Nursing Zen: Harnessing the Power of the Present Nurse

Making the most of each workday is something every nurse strives for; however, while Zen in the workplace may come easily some days, during others it’s more difficult, and for a few remaining days, it seems like a lost cause. Making each day work to its fullest involves giving your full attention to everything you do and being totally present in everything you do – this is the definition of Zen. However, the field of nursing often demands that we move ourselves mentally on to the next task before we finish our present one.

How can Zen possibly be attainable in nursing, then?

Suggestions for Achieving Zen Each Shift

  •         Philosophical Goals

First and foremost, keep in mind that it is possible to stay present in everything you do during your workday, but it takes practice and mental preparation to do so. Before you head out the door for work, take a few minutes to decide what you want to accomplish during the upcoming shift – we don’t mean in terms of projects or tasks but instead, what kind of a philosophical goal would you like to accomplish? This might be trying to be more sympathetic with the challenging family member up on 3E or it might be to act more outwardly appreciative of the CNAs on the floor. You can keep your goal the same every day or you can focus on something different each day.

  •         Karma

Along with the word Zen, Karma is also a buzzword in the field lately. “Karma” actually is derived from the word kri in Sanskrit, which means “action”. Think of it as the universal law of cause and effect – that is, every action, every word spoken, and every thought carries with it a certain energy into the world, either positive or negative. Vow to not take part in negativity during your workday, even if you have to remind yourself of this goal several times during your shift. Focus on supporting others, helping others, and encouraging others. Remind yourself as often as needed that your actions, as well as your thoughts, directly impact your environment.

  •         Aspiration

Each and every day is a new opportunity to grow – as a person and as a nurse. Check yourself often to make sure you are always moving forward in your life and career; how can you bring more positivity into your world? Is it by taking a class? Earning a new certification? Learning a new skill? Being more organized? Whatever you aspire to do, do it to the best of your ability with each day serving as progress over the last day.
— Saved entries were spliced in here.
PR #355, opened 2025-03-05
chore: do not use GitHub prereleases

matifali:
Removes automatic handling of GitHub releases.
For some reason, the registry isn't recognizing new tags, and we suspect this might not be the cause.

### DIFF
--- a/.goreleaser.yml
+++ b/.goreleaser.yml
@@ -55,10 +55,6 @@ release:
   extra_files:
     - glob: 'terraform-registry-manifest.json'
       name_template: '{{ .ProjectName }}_{{ .Version }}_manifest.json'
-  # If you want to manually examine the release before its live, uncomment this line:
-  # draft: true
-  prerelease: auto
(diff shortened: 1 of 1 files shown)


.goreleaser.yml
```diff
@@ -55,10 +55,6 @@ release:
   extra_files:
     - glob: 'terraform-registry-manifest.json'
       name_template: '{{ .ProjectName }}_{{ .Version }}_manifest.json'
-  # If you want to manually examine the release before its live, uncomment this line:
-  # draft: true
-  prerelease: auto
-  make_latest: '{{ not .Prerelease }}'
```
matifali, line 61: default values are `prerelease: false` and `make_latest: true`
https://goreleaser.com/customization/release/#github

dannykopping (approved):

johnstcn (commented):
😭

matifali:
We discovered that the Terraform registry does not pick up them, although we could not find any documentation.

  •         Intentional Grounding

Take a few minutes before (and during) your work shift for contemplation, meditation, and prayer when you need to. It’s important to realign and center yourself. Cast your eyes downward or if you have the opportunity, close them. Focus on the rhythm of your breathing and stay in touch with your inner peace. Grounding yourself will bring you into the present instead of clinging to the past or worrying about the future.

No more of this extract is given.